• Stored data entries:
- - -

PR #1163, opened 2026-07-18
fix: create the first persistent artifact on the incremental path

### LINKED ISSUE #434: cursor | vscode : persistence= true is silently ignored on first artifact creation
# `persistence: true` is silently ignored on first artifact creation

## Summary

`index_repository(persistence=true)` only writes `.codebase-memory/graph.db.zst` when an artifact **already exists** beside the repo. After the local cache `~/.cache/codebase-memory-mcp/<project>.db` is populated by an earlier call, every subsequent `index_repository` runs through the **incremental** pipeline, which silently ignores the `persistence` flag. As a result, a repo that has never been persisted before never gets its first artifact — even though the user explicitly asked for one.

The MCP response also gives no hint that the flag was a no-op:

- Returns `"status":"indexed"` (no error)
- Returns `"artifact_present":false` (truthful, but easily misread as "indexing went fine, just no artifact yet")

- - -

• Work to be completed:
Beginning at the line with "### LINKED ISSUE" and ending at the last line of the entries, print every line exactly.

• Exercise solution:
### LINKED ISSUE #434: cursor | vscode : persistence= true is silently ignored on first artifact creation
# `persistence: true` is silently ignored on first artifact creation

## Summary

`index_repository(persistence=true)` only writes `.codebase-memory/graph.db.zst` when an artifact **already exists** beside the repo. After the local cache `~/.cache/codebase-memory-mcp/<project>.db` is populated by an earlier call, every subsequent `index_repository` runs through the **incremental** pipeline, which silently ignores the `persistence` flag. As a result, a repo that has never been persisted before never gets its first artifact — even though the user explicitly asked for one.

The MCP response also gives no hint that the flag was a no-op:

- Returns `"status":"indexed"` (no error)
- Returns `"artifact_present":false` (truthful, but easily misread as "indexing went fine, just no artifact yet")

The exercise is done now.